Work to be completed | Give the number of lines in the records below that include "basically". Reply with that number alone.

==== Input records

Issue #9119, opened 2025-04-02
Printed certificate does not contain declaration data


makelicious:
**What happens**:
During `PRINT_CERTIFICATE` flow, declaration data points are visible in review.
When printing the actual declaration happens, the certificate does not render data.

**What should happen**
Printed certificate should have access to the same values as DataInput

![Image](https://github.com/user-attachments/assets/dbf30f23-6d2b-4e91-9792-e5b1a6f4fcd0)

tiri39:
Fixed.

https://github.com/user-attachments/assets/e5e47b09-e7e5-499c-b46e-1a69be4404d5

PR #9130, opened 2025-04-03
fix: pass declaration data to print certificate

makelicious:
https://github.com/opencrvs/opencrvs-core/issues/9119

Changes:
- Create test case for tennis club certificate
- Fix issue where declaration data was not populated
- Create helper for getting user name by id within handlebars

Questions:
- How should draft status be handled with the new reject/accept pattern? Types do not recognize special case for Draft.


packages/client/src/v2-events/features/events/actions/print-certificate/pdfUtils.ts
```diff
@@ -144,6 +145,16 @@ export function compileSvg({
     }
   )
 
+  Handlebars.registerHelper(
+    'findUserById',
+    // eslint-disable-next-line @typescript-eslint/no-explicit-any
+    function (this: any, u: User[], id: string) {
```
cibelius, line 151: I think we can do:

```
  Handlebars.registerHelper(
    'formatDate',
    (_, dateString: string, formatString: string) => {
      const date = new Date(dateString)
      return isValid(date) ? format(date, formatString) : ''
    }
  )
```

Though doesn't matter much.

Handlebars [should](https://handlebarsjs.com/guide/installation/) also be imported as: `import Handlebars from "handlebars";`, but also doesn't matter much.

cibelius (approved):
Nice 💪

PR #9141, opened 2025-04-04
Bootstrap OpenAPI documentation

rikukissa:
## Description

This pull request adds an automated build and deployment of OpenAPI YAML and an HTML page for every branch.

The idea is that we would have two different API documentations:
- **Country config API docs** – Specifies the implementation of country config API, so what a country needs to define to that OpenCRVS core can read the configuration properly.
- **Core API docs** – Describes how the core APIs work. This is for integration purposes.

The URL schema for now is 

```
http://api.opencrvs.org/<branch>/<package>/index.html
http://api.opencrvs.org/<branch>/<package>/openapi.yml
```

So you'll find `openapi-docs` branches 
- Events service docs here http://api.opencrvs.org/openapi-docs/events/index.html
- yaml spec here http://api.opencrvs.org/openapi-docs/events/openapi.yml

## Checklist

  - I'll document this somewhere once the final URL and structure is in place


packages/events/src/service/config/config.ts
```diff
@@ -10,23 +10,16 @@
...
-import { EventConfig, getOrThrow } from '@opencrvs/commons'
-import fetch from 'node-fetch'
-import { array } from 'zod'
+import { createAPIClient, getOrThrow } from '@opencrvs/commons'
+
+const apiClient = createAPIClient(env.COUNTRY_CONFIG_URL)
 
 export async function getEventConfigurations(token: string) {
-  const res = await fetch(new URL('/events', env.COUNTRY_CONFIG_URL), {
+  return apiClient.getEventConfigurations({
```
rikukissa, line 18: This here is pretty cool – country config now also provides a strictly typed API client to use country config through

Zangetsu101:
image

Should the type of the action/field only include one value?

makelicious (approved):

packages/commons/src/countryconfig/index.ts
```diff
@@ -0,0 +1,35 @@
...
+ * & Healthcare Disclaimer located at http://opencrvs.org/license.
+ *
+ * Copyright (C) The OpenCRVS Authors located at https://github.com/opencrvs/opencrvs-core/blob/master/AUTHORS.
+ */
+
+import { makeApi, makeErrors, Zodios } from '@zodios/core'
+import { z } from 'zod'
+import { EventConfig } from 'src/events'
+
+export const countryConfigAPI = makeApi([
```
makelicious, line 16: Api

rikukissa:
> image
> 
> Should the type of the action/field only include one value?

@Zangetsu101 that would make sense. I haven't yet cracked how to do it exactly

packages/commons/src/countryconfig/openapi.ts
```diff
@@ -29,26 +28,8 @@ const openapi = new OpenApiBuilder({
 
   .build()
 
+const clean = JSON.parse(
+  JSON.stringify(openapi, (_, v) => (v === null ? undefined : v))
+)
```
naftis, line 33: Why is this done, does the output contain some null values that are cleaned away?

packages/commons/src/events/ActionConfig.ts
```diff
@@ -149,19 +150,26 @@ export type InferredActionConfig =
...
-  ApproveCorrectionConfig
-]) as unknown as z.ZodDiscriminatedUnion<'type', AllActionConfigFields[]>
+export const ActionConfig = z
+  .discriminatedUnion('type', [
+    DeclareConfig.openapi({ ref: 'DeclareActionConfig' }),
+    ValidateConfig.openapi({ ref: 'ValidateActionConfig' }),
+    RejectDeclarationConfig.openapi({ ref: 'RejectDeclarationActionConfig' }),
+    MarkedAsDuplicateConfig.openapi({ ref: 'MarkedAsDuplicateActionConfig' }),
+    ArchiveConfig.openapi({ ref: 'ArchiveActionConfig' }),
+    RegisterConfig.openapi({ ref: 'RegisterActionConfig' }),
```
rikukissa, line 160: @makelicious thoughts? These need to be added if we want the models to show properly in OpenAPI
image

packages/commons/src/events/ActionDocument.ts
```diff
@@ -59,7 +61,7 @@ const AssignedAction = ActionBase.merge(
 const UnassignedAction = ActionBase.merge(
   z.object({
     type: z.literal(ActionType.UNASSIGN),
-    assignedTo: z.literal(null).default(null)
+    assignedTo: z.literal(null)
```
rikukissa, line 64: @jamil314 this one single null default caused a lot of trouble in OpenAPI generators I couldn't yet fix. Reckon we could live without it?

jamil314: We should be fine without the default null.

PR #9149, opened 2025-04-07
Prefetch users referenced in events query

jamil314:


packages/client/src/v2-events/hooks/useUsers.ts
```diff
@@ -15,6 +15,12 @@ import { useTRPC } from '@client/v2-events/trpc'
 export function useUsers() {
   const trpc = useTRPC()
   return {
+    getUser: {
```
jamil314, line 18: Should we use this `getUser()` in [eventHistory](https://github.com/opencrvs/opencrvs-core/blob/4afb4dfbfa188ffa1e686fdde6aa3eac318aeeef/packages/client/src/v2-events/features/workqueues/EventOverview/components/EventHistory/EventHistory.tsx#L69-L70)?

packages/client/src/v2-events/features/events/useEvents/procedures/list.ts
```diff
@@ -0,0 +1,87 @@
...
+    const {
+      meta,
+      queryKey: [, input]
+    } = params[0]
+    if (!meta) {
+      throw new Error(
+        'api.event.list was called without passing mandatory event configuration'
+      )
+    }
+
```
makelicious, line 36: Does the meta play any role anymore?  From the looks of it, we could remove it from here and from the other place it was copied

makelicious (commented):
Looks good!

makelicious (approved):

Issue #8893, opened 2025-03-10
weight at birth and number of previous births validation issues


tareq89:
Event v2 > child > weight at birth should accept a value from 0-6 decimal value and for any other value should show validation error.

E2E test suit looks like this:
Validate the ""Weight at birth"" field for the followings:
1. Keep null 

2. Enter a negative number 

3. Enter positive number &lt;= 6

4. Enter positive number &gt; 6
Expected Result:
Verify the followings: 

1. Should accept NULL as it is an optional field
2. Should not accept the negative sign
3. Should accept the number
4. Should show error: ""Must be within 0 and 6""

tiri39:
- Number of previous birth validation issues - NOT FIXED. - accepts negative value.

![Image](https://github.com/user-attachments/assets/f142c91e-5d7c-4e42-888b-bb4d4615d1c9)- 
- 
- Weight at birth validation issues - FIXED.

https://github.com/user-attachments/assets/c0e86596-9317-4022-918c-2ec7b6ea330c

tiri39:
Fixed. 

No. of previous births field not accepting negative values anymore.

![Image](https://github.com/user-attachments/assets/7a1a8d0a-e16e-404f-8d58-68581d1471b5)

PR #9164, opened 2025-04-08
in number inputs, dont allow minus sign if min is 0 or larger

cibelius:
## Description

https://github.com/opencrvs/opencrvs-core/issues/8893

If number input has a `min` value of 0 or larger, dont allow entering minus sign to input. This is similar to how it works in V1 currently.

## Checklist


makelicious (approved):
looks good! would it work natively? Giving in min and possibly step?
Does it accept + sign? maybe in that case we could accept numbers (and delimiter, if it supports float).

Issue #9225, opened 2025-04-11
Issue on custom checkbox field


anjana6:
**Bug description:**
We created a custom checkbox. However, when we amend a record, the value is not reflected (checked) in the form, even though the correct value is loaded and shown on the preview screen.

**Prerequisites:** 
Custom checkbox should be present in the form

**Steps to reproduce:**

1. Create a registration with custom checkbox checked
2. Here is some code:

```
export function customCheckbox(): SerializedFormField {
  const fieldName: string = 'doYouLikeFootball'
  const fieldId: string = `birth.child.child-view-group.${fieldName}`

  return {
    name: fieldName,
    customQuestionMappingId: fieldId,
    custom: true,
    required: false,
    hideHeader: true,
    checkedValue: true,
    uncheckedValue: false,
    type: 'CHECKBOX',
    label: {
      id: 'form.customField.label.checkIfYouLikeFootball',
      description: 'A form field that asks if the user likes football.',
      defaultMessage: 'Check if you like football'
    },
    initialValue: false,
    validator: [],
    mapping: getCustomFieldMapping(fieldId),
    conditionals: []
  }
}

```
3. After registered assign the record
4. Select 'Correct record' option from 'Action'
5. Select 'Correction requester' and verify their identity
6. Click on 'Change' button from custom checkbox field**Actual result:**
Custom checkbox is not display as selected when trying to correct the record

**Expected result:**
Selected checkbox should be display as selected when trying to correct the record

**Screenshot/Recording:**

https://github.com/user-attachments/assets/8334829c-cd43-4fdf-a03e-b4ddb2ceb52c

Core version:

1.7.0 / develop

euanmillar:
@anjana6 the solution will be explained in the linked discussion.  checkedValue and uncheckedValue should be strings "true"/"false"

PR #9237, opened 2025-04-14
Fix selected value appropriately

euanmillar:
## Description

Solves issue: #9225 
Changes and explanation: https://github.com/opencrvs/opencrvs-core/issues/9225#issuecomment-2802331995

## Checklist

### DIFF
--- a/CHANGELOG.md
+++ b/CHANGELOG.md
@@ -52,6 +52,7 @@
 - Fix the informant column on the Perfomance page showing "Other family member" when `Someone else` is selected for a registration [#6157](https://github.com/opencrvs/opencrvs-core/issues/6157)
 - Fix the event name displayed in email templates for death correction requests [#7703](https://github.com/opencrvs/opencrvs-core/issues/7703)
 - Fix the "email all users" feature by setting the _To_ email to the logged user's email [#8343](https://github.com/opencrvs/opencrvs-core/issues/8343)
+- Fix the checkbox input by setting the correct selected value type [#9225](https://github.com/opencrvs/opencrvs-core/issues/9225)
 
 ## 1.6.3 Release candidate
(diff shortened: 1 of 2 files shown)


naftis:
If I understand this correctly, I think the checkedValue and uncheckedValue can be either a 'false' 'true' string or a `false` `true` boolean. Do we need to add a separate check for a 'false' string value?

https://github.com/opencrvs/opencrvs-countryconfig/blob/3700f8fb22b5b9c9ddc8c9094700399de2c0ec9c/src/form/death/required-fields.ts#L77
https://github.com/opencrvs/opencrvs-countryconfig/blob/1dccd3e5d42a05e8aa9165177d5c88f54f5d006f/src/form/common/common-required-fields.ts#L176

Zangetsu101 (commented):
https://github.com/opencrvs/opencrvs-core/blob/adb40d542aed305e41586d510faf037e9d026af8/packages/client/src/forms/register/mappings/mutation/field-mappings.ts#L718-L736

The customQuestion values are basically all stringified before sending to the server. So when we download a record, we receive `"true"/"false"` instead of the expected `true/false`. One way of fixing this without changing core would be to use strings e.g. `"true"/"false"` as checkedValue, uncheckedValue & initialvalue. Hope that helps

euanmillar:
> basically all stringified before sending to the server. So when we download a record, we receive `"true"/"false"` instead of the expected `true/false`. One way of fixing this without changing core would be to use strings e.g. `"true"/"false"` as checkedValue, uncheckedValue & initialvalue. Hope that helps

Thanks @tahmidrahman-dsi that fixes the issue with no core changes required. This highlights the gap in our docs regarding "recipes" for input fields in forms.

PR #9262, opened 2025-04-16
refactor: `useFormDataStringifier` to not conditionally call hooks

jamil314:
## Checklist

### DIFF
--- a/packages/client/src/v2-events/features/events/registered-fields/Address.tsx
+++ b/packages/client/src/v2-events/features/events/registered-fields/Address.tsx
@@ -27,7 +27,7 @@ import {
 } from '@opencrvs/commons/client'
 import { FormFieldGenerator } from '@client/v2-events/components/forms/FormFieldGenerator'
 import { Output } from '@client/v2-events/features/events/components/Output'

========

Solution to this task | 2